JW: I would just go your own way! Steve Marriott once said, and I may have used this as my answer twice now, "The first idea you have is the best one." There are so many people involved in making a record when you're at a record label and the money is so tight, they're so scared of releasing anything that's cutting edge that everything's like three minutes and everything's aimed at a demographic, as they say. That doesn't mean--when you look back to Tracy Champman doing "Fast Car" somebody, somewhere at a record company saw her and went, "She's the real deal." And then they backed it up with a tremendous video because they understood how deeply she felt all of that and how real she was so they so they gave her the video too.

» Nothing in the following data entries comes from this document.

PR #233, opened 2016-06-16
Two model-level fixes

bgulanowski:
# Purpose

Fix two issues with the model.

1. incorrect delete rules on the Order - LineItem relationship.
2. incorrect property synthesis for a dynamic property defined in Core Data model. (This only affects builds that use the core data build option)

@dbart01

### DIFF
--- a/Mobile Buy SDK/Mobile Buy SDK Tests/BUYRequestOperationTests.m
+++ b/Mobile Buy SDK/Mobile Buy SDK Tests/BUYRequestOperationTests.m
@@ -277,7 +277,7 @@
 		[operation cancel];
 	}];
 	
-	[self waitForExpectationsWithTimeout:4.0 handler:^(NSError *error) {}];
+	[self waitForExpectationsWithTimeout:5.0 handler:^(NSError *error) {}];
 }
 
 - (void)testCancellationWithoutQueue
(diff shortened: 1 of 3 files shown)


Mobile Buy SDK/Mobile Buy SDK Tests/BUYRequestOperationTests.m
```diff
@@ -277,7 +277,7 @@ - (void)testCancellationDuringExecution
 		[operation cancel];
 	}];
 	
-	[self waitForExpectationsWithTimeout:4.0 handler:^(NSError *error) {}];
+	[self waitForExpectationsWithTimeout:5.0 handler:^(NSError *error) {}];
```
dbart01: Just out of curiosity, is this intentional and / or does it fix the BuildKit crash we've been experiencing?

dbart01:
LGTM 🚢

Mobile Buy SDK/Mobile Buy SDK Tests/BUYRequestOperationTests.m
bgulanowski: I took a guess that this was causing the test crash, and it seemed to help.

There was nobody saying, "Put this dress on and sing about this." It's a threatened business. Artists are much, much bigger than the business. People that chase after artists, that's what they're meant to do, but the artist is going to be the uncompromising guy on the end like Dylan or somebody who just changes the world with three chords and starts singing something. It's like that great moment in Llewyn Davis movie where he's singing that song to the agent, and then he stops playing the guitar and he sings the rest of the song with just his voice and it's heartbreaking and you think you've got this reaction out of F. Murray Abraham and then he says, "I don't see any money in it." It's just a great moment, but that's the world.

MR: What ever's going to happen to that level of talent?

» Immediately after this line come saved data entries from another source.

PR #236, opened 2016-06-20
Mark buy_emailFromRecord as deprecated

abecevello:
The `buy_emailFromRecord:` method in BUYApplePayAdditions.h uses `ABRecordRef` which is deprecated by Apple as of iOS 9.0. Similar methods in the header are marked as deprecated but it looks like this one was missed. This PR just adds the proper deprecation markers so Xcode doesn't complain when using the framework on a iOS 9.0+ project.

Looking at what the method was doing, I don't believe a `buy_` replacement is necessary. Getting the email address from a `PKContact` is a single property access, as opposed to `ABRecordRef` which is lots of fun to get stuff out of.

Please review @bgulanowski


bgulanowski:
Looks good to me! 🚢 it.

PR #243, opened 2016-06-23
Improve consistency check when starting checkout

bgulanowski:
# What

This allows checkout to continue if already started, if the checkout being passed in matches the one currently in progress.

# Why

This allows an app to continue an existing web checkout that the user interrupted. On iOS 8, when starting a checkout, we open Safari. If the user returns from Safari without finishing their checkout, perhaps to modify their cart, we should allow checkout to continue.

JW: It will be okay. It's always going to be okay. There's always going to be somebody who takes a step to the left and then everybody follows them. It just takes that one percent. It's more fun to go your own way anyway. I think once you get on the wheel you're kind of sunk. I'm very positive about music, I think it's a beautiful thing and it's always going to be constant and people are going to want quality. I guess all kids that want to be in the music business, there's going to be a percentage that are going to be brilliant, but everybody seems to be in it at the moment.

MR: Well, I hope some of those hundred thousand descending upon Nashville are coming from the house of brilliance.

JW: Oh man. Just oh.

MR: We mentioned classic rock earlier. You have one of the great classic rock songs, "Head First." That became an anthem, maybe because sports arenas played it, it got endless airplay, all that.

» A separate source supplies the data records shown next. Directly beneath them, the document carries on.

PR #246, opened 2016-06-27
Replace generated accessors with method redirection

bgulanowski:
# Why

## Background

When implementing a caching solution, you have to decide whether model objects used in memory should be the same objects used by the caching system, or to use different objects. In the case of Core Data, it means whether to use objects inherited from `NSManagedObject`. Managed objects are designed to be used in memory, and there are many benefits to doing so.

We chose to make it straightforward to add support for Core Data caching, since we needed it ourselves. But we didn't want to force other users of the iOS Buy SDK to do so.

As a solution, we provide a build setting which alters the inheritance for model objects. If Core Data support is enabled, model classes inherit from `BUYManagedObject` (which inherits from `NSManagedObject`). Otherwise, they inherit from `BUYObject` (which inherits from `NSObject`). The mechanism for this is to define a macro, `BUYCachedObject`, which resolves to either `BUYManagedObject` or `BUYObject`, depending on whether Core Data support is enabled.

But this leads to a complication when you want to provide custom implementations of property accessor methods. `NSManagedObject`, and classes which inherit from it, will only generate dynamic accessors if none exist. `NSManagedObject` explicitly opts out of compiler support for synthesized accessors, and this behaviour is inherited. If you write a custom accessor, you must follow a specific pattern, sending access notifications with `-willAccessValueForKey:` and `-didAccessValueForKey:` (for getters) or change notifications (for setters), and using the "primitive" KVC accessor methods, `-primitiveValueForKey:` and `-setPrimitiveValue:forKey:`.

## Solutions

One solution for this is to implement all custom accessors in the Core Data style, and then somehow make that work in classes descended from `BUYObject`. While empty implementations of the access notification methods are simple enough, implementing the primitive KVC methods is not. If you, tried, for instance, to implement them as cover methods for the standard KVC accessors, you would cause a recursive loop. The alternative is to hack in the runtime:
- perform a dynamic lookup on the superclass's methods and perform a directly message send (discouraged by the documentation)
- perform a dynamic lookup of the instance variable used to back the property, and write directly to it (just thought of that, kind of interesting)

# What

A third solution is possible if we continue implement all custom accessors in the standard `NSObject` style, by wrapping `super`'s implementation, which exists when Core Data support is not enabled. When Core Data is enabled, use forwarding to make it appear that `super`'s implementation exists, even when it doesn't.

# How

This requires using the runtime in a more acceptable way, by detecting accessor message sends, and diverting them to Core Data primitive KVC methods.

In this PR, I have implemented this approach, as a proof of concept. It adds 75 lines of well-factored code to intercept message sends to super, which would otherwise fail and cause an exception when the implementation is not found.

We use the forwarding machinery supported by `NSObject`. We only have to use a runtime function in once case, to identify whether a message is trying to get or set a property. We don't change any classes.

As with all forwarding work, we have to implement three methods: `-respondsToSelector:`, `-methodSignatureForSelector:`, and `-forwardInvocation:`. (For more information on message forwarding in Objective-C, see the [Objective-C Runtime Programming Guide](https://developer.apple.com/library/mac/documentation/Cocoa/Conceptual/ObjCRuntimeGuide/Articles/ocrtForwarding.html).)

We also need some fairly simple utilities: a function to convert selector names into property names (specifically for converting `-setKey:` into `key`), and two methods to test whether a selector represents a property accessor.

Finally, we need to implement methods which implement the "primitive" KVC accessor pattern.

In the more normal forwarding case of sending an invocation to a different object (a technique that might be called "dynamic cover methods"). But here, the recipient is `self`, and we want to use different methods to read and write the values.

To make this work, we use the method signatures for the "primitive" KVC accessors, and we use those methods directly in `-forwardInvocation:`, instead of literally forwarding.

## Fourth way

I explored another alternative which avoids using the runtime in favour of some fairly simple macros, but they make the code ugly. Briefly, the macros would look like:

JW: Although there was soul stuff and blues stuff, it wasn't fully The Babys direction, really. Whatever it was, it was come upon honestly. There was no uniform to wear, there was no club to join, back then it was just great rock radio. It was before MTV. You had to fight to play, really, it was like the underground. I thought The Babys were exceptionally great, but I have a hard time calling that classic rock, it's not like the guys running around giving high fives on stage and wearing spandex still. I don't understand any of that, I don't. Speaking of Glenn Hughes before, he's got a tremendous voice, he's an incredibly great bass player, a very musical guy and a nice geezer, and I'm sure he's puzzled as much as I am when he looks to the left and the right of himself and sees how people want to compartmentalize music.

MR: Yeah, his group California Breed doesn't really fit into one particular thing.

JW: I haven't heard that yet, but I've heard it's good! He's always swinging, he's always coming out of his corner fighting.

MR: Speaking of The Babys before, I recently interviewed Tony Brock recently. They're releasing a new album as well. John, I'm imagining you have an affection for The Babys and what you did during that period, too.

JW: Oh, absolutely. "Isn't It Time," "Head First," there's a few Babys songs -- we do a live version of "Every Time I Think Of You" on the record. Pretty much The Babys would've done it, just a three-piece band, maybe some Hammond organ, although we had no organ, but we had a backup singer, Debby Holiday. It's bluesier. I don't know if we finished as well as we started, because we were a five piece by the time we finished. I think we might have lost a thread when I stopped playing bass, but my favorite Babys stuff is probably the first three albums.

MR: Yeah, but it's a nice place in history.

JW: You know, there's a great beauty in the fact that we didn't make it completely to the top. There's something ironic about it, but there's something ironic I just love about the fact that people are still playing it. We might have just been ahead of our time.

MR: That reminds me of The Move versus... or Free versus... hmm...

JW: Yow!! [laughs]

MR: Maybe that's a little grandiose, sorry.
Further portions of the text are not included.